Task: Copy exactly the lines of the data below that run from the line holding "# If we're inflating" through the line holding "self.assertTrue(attrs['success'])", both ends included.

Supplied entries:
PR #205, opened 2021-01-06
Store cache timestamps to status pynamodb

HebaruSan:
## Motivation

Currently the `ModStatus` objects have properties `last_checked` and `last_inflated`, which are identical, which is redundant. This is not a coincidence; the code sets them to the exact same value every time. They also appear on the status page:

- http://status.ksp-ckan.space/

image

## Problems

In https://github.com/KSP-CKAN/CKAN-meta/commit/8006736930cc1bcf595afe2cd86faea3916186cb, KerbalWeatherProject's release date was updated but its hashes were not. Subsequently attempting to install this mod resulted in hash mismatches:

```
CKAN.InvalidModuleFileKraken: KerbalWeatherProject v1.0.0: C:\Users\aequa\AppData\Local\Temp\tmp83D1.tmp has length 88819967, should be 88820268
   at CKAN.NetModuleCache.Store(CkanModule module, String path, String description, Boolean move)
   at CKAN.NetAsyncModulesDownloader.ModuleDownloadComplete(Uri url, String filename, Exception error)
```

So the author replaced the download, but the Inflator used the old download to re-index it.

## Causes

There are two ways the Inflator might have inflated the old file:

- The Inflator thought its cached download was up to date and didn't re-download (i.e., KSP-CKAN/CKAN#3246 is broken or did not fully fix the problem)
- The Inflator requested to re-download but SpaceDock sent the old file (i.e., KSP-SpaceDock/SpaceDock#313 is broken or too slow)

Right now we cannot tell which it is, because we do not know the timestamp of the file in the Inflator's cache. We need that info to continue investigating and eventually find a fix. If the timestamp is close to the re-indexing request, then we blame SpaceDock for lying, otherwise we blame the Inflator for laziness.

## Changes

Now `last_checked` is no longer set (but we won't purge the current values, just in case). `last_inflated` will still be set to their common value, so no information is lost.

Now a new `last_downloaded` property is set to the timestamp of the mod's download in the cache. To make this possible, the Indexer now mounts the cache directory, finds downloads in it, and `stat`s them to get the timestamp. We carefully convert this to UTC to ensure that we can always track exactly what happened with a mod, minute by minute.

A future PR will update the status page to show the new timestamps.

### DIFF
--- a/netkan/netkan/indexer.py
+++ b/netkan/netkan/indexer.py
@@ -88,17 +88,11 @@ class CkanMessage:
         return commit
 
     def status_attrs(self, new: bool = False) -> Dict[str, Any]:
-        inflation_time = parse(self.CheckTime)
         attrs: Dict[str, Any] = {
             'success': self.Success,
             'last_error': self.ErrorMessage,
             'last_warnings': self.WarningMessages,
-            # We may wish to change the name in the inflator
-            # as the index will set 'last_checked'
-            'last_inflated': inflation_time,
-            # If we have perfomed an inflation, we certainly
-            # have checked the mod!
-            'last_checked': inflation_time,
+            'last_inflated': parse(self.CheckTime),
             # If we're inflating it, it's not frozen
             'frozen': False,
         }
@@ -107,6 +101,10 @@ class CkanMessage:
             attrs['resources'] = resources
         if new:
             attrs['ModIdentifier'] = self.ModIdentifier
+        cache_path = self.ckan.cache_find_file
+        if cache_path:
+            cache_mtime = datetime.fromtimestamp(cache_path.stat().st_mtime)
+            attrs['last_downloaded'] = cache_mtime.astimezone(timezone.utc)
         if self.indexed:
             attrs['last_indexed'] = datetime.now(timezone.utc)
         release_date = getattr(self.ckan, 'release_date', None)
--- a/netkan/netkan/status.py
+++ b/netkan/netkan/status.py
@@ -40,6 +40,7 @@ class ModStatus(Model):
     last_checked = UTCDateTimeAttribute(null=True)
     last_indexed = UTCDateTimeAttribute(null=True)
     last_inflated = UTCDateTimeAttribute(null=True)
+    last_downloaded = UTCDateTimeAttribute(null=True)
     release_date = UTCDateTimeAttribute(null=True)
     success = BooleanAttribute()
     frozen = BooleanAttribute(default=False)
--- a/netkan/tests/indexer.py
+++ b/netkan/tests/indexer.py
@@ -109,7 +109,6 @@ class TestCkan(unittest.TestCase):
         attrs = self.message.status_attrs(new=True)
         self.assertEqual(attrs['ModIdentifier'], 'DogeCoinFlag')
         self.assertTrue(attrs['success'])
-        self.assertIsInstance(attrs['last_checked'], datetime)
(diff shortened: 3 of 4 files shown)


HebaruSan:
Oops, that's right, pynamodb isn't just a free-form JSON blob, you have to define the columns. One moment please...

techman83:
Yep, 100% agree. The 'last_checked' field was an artifact of unnecessary future plans that never came to fruition. Realistically with all the improvements that have been made to the inflator, those ideas are no longer relevant. Love your work!

netkan/netkan/indexer.py
```diff
@@ -107,6 +101,10 @@ def status_attrs(self, new: bool = False) -> Dict[str, Any]:
             attrs['resources'] = resources
         if new:
             attrs['ModIdentifier'] = self.ModIdentifier
+        cache_path = self.ckan.cache_find_file
+        if cache_path:
+            cache_mtime = datetime.fromtimestamp(cache_path.stat().st_mtime)
+            attrs['last_downloaded'] = cache_mtime.astimezone(timezone.utc)
```
techman83, line 107: My only note here is this will involve IO, require exposing the cache path to the indexer, and relying on file system timestamps. Which whilst not a big deal, the Inflator already knows when something is a cache hit or miss. Could we add this as a field on our SQS message? Is this significant effort on the inflator side of things?

techman83 (changes requested):
Really only a minor implementation detail here, if effort is significant, filesystem timestamps will be sufficient.

netkan/netkan/indexer.py
HebaruSan: > involve IO

Well, for each mod, we'll have to:

1. Find the file
   Uses `Path.glob` to search the cache folder by filename. Unix filesystems list the file names contained in a directory in a dense sequence of contiguous lists (as many as will fit in a block), so the locality of reference here would be very high, one disk hit for a large number of file names (we might have around 3000-4000?). It doesn't load anything specific to the file until you ask for something beyond just the name. And these blocks are likely to be and stay cached.
   http://www.porcupine.org/forensics/forensic-discovery/chapter3.html#figure3.2
   image
2. Get the timestamp
   `stat`s the file and retrieves the mtime from the stat struct. I think this will be one disk access, for just the one file we found in the previous step.

So I don't expect a significant hit from this; it should be trivial next to all the other work the Infra does. I can look into gathering some measurements if you think that would be wise, though.

> require exposing the cache path to the indexer

Yup, I updated `prod-stack.py` to hopefully do this. Does that look like it will work?

> relying on file system timestamps

That's definitely what I want. ;)

> the Inflator already knows when something is a cache hit or miss

Hmm, I'd like to be able to backfill these values reasonably as well, which this PR's current code will handle for free by checking the currently cached files. The Inflator now has no idea when it last had to download each mod.

> Could we add this as a field on our SQS message? Is this significant effort on the inflator side of things?

There may be a technical quirk there. Netkan.exe has multiple places where it _might_ download a given file, and it checks the cache first each time (basically each translator or validator that wants to look at the ZIP asks the `CachingHttpService` to provide the file, independently, and it relies on the cache to avoid doing this repeatedly). So the first inflation of a new module would look like one cache miss followed by several cache hits. It feels like it would get messy to try to "remember" when those misses happen and when to consider them no longer applicable. (But I see reasons to avoid this approach anyway as discussed in the previous points.)

techman83: I think that's a reasonable argument, we can always cross that bridge if we need to at a later date.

Written answer:
             # If we're inflating it, it's not frozen
             'frozen': False,
         }
@@ -107,6 +101,10 @@ class CkanMessage:
             attrs['resources'] = resources
         if new:
             attrs['ModIdentifier'] = self.ModIdentifier
+        cache_path = self.ckan.cache_find_file
+        if cache_path:
+            cache_mtime = datetime.fromtimestamp(cache_path.stat().st_mtime)
+            attrs['last_downloaded'] = cache_mtime.astimezone(timezone.utc)
         if self.indexed:
             attrs['last_indexed'] = datetime.now(timezone.utc)
         release_date = getattr(self.ckan, 'release_date', None)
--- a/netkan/netkan/status.py
+++ b/netkan/netkan/status.py
@@ -40,6 +40,7 @@ class ModStatus(Model):
     last_checked = UTCDateTimeAttribute(null=True)
     last_indexed = UTCDateTimeAttribute(null=True)
     last_inflated = UTCDateTimeAttribute(null=True)
+    last_downloaded = UTCDateTimeAttribute(null=True)
     release_date = UTCDateTimeAttribute(null=True)
     success = BooleanAttribute()
     frozen = BooleanAttribute(default=False)
--- a/netkan/tests/indexer.py
+++ b/netkan/tests/indexer.py
@@ -109,7 +109,6 @@ class TestCkan(unittest.TestCase):
         attrs = self.message.status_attrs(new=True)
         self.assertEqual(attrs['ModIdentifier'], 'DogeCoinFlag')
         self.assertTrue(attrs['success'])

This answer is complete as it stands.